Cyber-threats are an inevitable reality of both our professional and our personal lives, and most of us navigate a range of phishing attempts on a daily basis.

Many of the communications we receive from cyber-criminals are amateurish and easy to discern as a scam which we quickly delete. But the rise of Generative AI means that these communications are becoming increasingly sophisticated.

“At the moment it’s at the higher end – targeted attacks on defence, financial services, critical national infrastructure – that are increasingly difficult to deal with,” says Lee Stephens, Director of Security Services at BT.

“Inevitably democratisation of these toolsets will find its way down the chain. What was originally the preserve of high-end nation-state level hackers can be published as a toolset on a popular developer platform, and then it’s available to anyone who knows how to download it. Generative AI as a hacking toolset is niche at the moment but it will spread.”

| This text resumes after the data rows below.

PR #817, opened 2022-08-02
chore(user_example): make mappings example more clear

osamuaoki:
This should address use of mappings and ["which-key"].

This addresses issues discussed at #781

### DIFF
--- a/lua/user_example/init.lua
+++ b/lua/user_example/init.lua
@@ -153,21 +153,6 @@ local config = {
     },
   },
 
-  -- Modify which-key registration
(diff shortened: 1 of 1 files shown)


osamuaoki:
Hi,

This is the same update as the one you applied to main but this is for v2.
5dfeb77 ("chore(user_example): make mappings example more clear", 2022-07-25)

mehalter:
@osamuaoki this doesn't have any breaking changes. So I'm planning on releasing this before v2.0 so it can go in main branch

PR #829, opened 2022-08-05
feat: better syntax highlighting for rust

### LINKED ISSUE #825: Rust does not have proper syntax highlighting
**Checklist**
- [x ] `:PackerSync`
- [x ] `:AstroUpdate`
- [x ] restarted AstroNvim
- [x ] Neovim version >= 0.7.0

**Describe the bug**
Rust does not have good syntax highlighting.  Many different syntax types are the exact same color which becomes very confusing.  It's the same issue for C# but I wanted to keep this issue to one language for now.
For example, functions are the same color as Types.
If/else/fn/match, etc are the same color as crates
and so on.

**To Reproduce**
1. Install the latest Neovim
2. Install the latest AstroNvim
3. Open a rust file with nvim

**Expected behavior**
I expect clear distinction of colors between syntax types, just like you would find in VSCode or CLion

**Screenshots**
image
image

**Additional context**
Screenshots are taken from rustlings's src/main.rs
--

kabinspace:
Fixes #825
nowwww

### DIFF
--- a/lua/default_theme/treesitter.lua
+++ b/lua/default_theme/treesitter.lua
@@ -54,6 +54,11 @@ local treesitter = {
   markdownTSLiteral = { fg = C.green },
   markdownTSPunctSpecial = { fg = C.red },
   markdownTSPunctDelimiter = { fg = C.fg },
+  rustTSType = { fg = C.yellow },
+  rustTSFuncMacro = { fg = C.orange },
+  rustTSNamespace = { fg = C.yellow },
+  rustTSConstant = { fg = C.cyan },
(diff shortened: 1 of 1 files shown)


mehalter (approved):
LGTM

RockyGitHub:
Thank you very much!! You guys are amazing and I am so thrilled with what you have created

RockyGitHub:
> 

Fantastic!  I'm just so familiar with those colors at this point that it is hard to transition.  AstroNvim just gets better and better :)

Increasingly sophisticated attacks require increasingly sophisticated security protocols. Which make it all the more important that these protocols be frictionless.

Unsurprisingly, security protocols for online access are being scrutinised and adapted to extend corporate and personal protection. Financial services often lead the way in user authentication, and when it comes to protecting our money, most of us willingly submit to two factor or even multi-factor authentication. 

But generally speaking, stringent security protocols in other areas of our lives are jarring, even if the risks are evident.

In recent research conducted by Gartner that looked at the impact of employee behaviour in the context of cyber-security, 93% of users who had demonstrated certain unsecure behaviours were aware that their actions would increase risk to their organisation. This is quite a shocking statistic, demonstrating that when security is a barrier to completing our working tasks quickly and efficiently, it’s human nature to find a faster solution, sometimes irrespective of potential consequences.

Biometrics and single sign on smooth the path, but with a global skills shortage leading to increased workload and increased pressure, frustration at any complex login procedures can result in user workarounds. Even something as seemingly innocuous as emailing documents to a different location – when the on-site printer isn’t working for example – can expose an organisation to attack.

In another recent Gartner report, 69% of employees said that they had bypassed their organisation’s cyber-security guidance in the past 12 months, and 74% said they would be willing to bypass cyber-security guidance if it helped them or their team achieve a business objective.

This breach of our human firewall is exacerbated simply by the fact that human beings are fallible and many of us reuse passwords – the password ‘123456’ has been found 23 million times in data verified by the NCSC. This makes credential stuffing – automatic entry of breached username and password pairs into websites until they find the right account – easy for any would-be hacker with the inclination and the right software.

But the good news is that easily breached passwords, resistance to overbearing security protocols, and user tendencies to find workarounds is driving ongoing innovation in continuous authentication to resolve these challenges. And we can put the hacker’s own toolset to positive use, mimicking and learning their techniques to make fundamental changes in all of our own security strategies.

Predictive or behavioural analytics solutions are now harnessing the power of AI for more incisive, accurate reporting. They offer enhanced monitoring and detection, sending back detailed information to administrators – if anomalies or potential breaches are detected, sophisticated automation enables security policy changes on the fly.

Increasing use of device posture – the collection of security-related data such as OS, browser versioning, encryption and anti-virus status from connected devices – can also help us adapt and enforce our access control policies.

n the quest to smooth user experience without compromising corporate or personal security, there’s a shift towards the practice of continuous authentication – a defining characteristic of zero trust strategy. Instead of a user being logged in or logged out, continuous authentication repeatedly requests verification by assessing ongoing patterns such as user and device location, device posture and other behavioural data, but without requiring the ongoing manual intervention of the user.

Continual computation of an authentication score measures the certainty of the account owner being the one actually using the device and aims to limit both the likelihood and the impact of a breach, without affecting the user’s work experience. There are a number of different emerging technologies which support continuous biometric authentication – by tracking a user’s way of moving, how they hold their device, and how they tap the screen, in addition to facial imagery and voice recognition.

At Adastral Park, home to BT’s Global Research and Development Centre – where we trial and showcase new technology – we’re working on this truly innovative continuous authentication concept. Taking biometric characteristics into account along with physical and data-driven context, we’re currently trialling our capabilities in-house. With approximately 15 patents for this exciting new technology submitted, BT are pioneering the future of continuous authentication so that we can keep protecting ourselves, and our customers from ever-evolving threats.

Security practices and protocols are constantly evolving, and we can’t afford to ever perceive our security strategies as an end state. But by staying abreast of hacker trends, keeping on top of security hygiene, and leveraging the latest in cyber-security innovation, we can minimise the risk to our organisations, quickly remediate any damage, and be ready to repel the latest threats.